◆ **Your objective**:
Pull each line containing "really" from the data.

== Segment start ==

PR #4362, opened 2023-02-17
add user setting to select a default label printer (#4349)

### LINKED ISSUE #4349: [FR] Setting to define a default label printer

### Problem statement

It would be very convenient to have an option to define a default label printer in the settings. I am using the `inventree-brother-plugin` heavily for all label making where it is a minor hassle to always have to manually change the selection from `Export as PDF` to `Brother Labels - Brother Label Printer` in the label printing modal form.

### Suggested solution

Some kind of configuration setting would be nice - could be a simple "make this printer the default selection" toggle somewhere.
It is unclear to me where to put this, as I am unsure where and how the brother plugin registers itself. Would the main `Label Printing` server configuration page be aware of the available printers? A drop-down to select the default printer seems logical to me.

Or is it a setting that the plugin should enforce somehow? (But that would potentially interfere with multiple plugins that each provide printers).

I am happy to give it a go myself with some pointers regarding these questions...

This could be a user-specific setting as well - but I think since this is more of an "infrastructure/hardware" setup and should be in the server settings...

### Examples of other systems

_No response_

- [X] I want to develop this.

simonkuehling:
This is my initial implementation for the "default label printer" user setting - it is working like intended so far already, but I'm open for comments...

Closes #4349

### DIFF
--- a/InvenTree/common/models.py
+++ b/InvenTree/common/models.py
@@ -46,6 +46,7 @@ import InvenTree.ready
 import InvenTree.tasks
 import InvenTree.validators
 import order.validators
+from plugin import registry
 
 logger = logging.getLogger('inventree')
 
@@ -1628,6 +1629,15 @@ class InvenTreeSetting(BaseInvenTreeSetting):
             return False
 
 
+def label_printer_options():
+    """Build a list of available label printer options."""
+    printers = [('', _('No Printer (Export to PDF)'))]
+    label_printer_plugins = registry.with_mixin('labels')
+    if label_printer_plugins:
+        printers.extend([(p.slug, p.name + ' - ' + p.human_name) for p in label_printer_plugins])
+    return printers
+
+
 class InvenTreeUserSetting(BaseInvenTreeSetting):
     """An InvenTreeSetting object with a usercontext."""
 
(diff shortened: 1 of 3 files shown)


matmair (approved):

simonkuehling:
I have run a bit of "monkey testing" the edge cases like deactivating a plugin after it was configured as default printer and such, and everything is behaving correctly - so I would see this as finished from my side...

InvenTree/common/models.py
```diff
@@ -1628,6 +1629,15 @@ def requires_restart(self):
             return False
 
 
+def label_printer_options():
+    """Build a list of available label printer options."""
+    printers = [('', _('no printer (Export to PDF)'))]
```
SchrodingersGat, line 1634: Small thing, please capitalize "No Printer"

SchrodingersGat (changes requested):

SchrodingersGat:
@simonkuehling this works really well, just a small change to the text :)

InvenTree/common/models.py
simonkuehling: good catch - that would be terribly inconsistent :facepalm: - fixed it!

wolflu05:
Btw. you don't need to force push, as they anyway merge via squash so history will be clean in the end.

SchrodingersGat (approved):

matmair (approved):
Lgtm

SchrodingersGat:
Thanks again @simonkuehling

PR #8893, opened 2025-01-14
fix(plugin): Ensure plugins are only installed if not deactivated

matmair:
the plugin reload mechanism did not consider if plugin installs were deactivated


matmair:
@SchrodingersGat there seems to be an error in the link validation logic

SchrodingersGat:
@matmair yeah looks like readthedocs have changed their build environment variables.

I have integrated a fix in https://github.com/inventree/InvenTree/pull/8895

PR #8905, opened 2025-01-16
chore(backend): bump deps

matmair:
Several backend updates


matmair:
Not really sure why Dependabot is not working... so doing this manually for now

PR #8912, opened 2025-01-19
feat: Do not change source on update/build

matmair:
This changes the invoke tasks to not extract translations on normal translation/compilation so that source code does not change during normal operations.


matmair:
@sur5r I think we talked about changing this to make updates cleaner. Let me know if there is anything else that we should change to make updates behave better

== Segment end ==

◆ **Task answer**:
@simonkuehling this works really well, just a small change to the text :)
Not really sure why Dependabot is not working... so doing this manually for now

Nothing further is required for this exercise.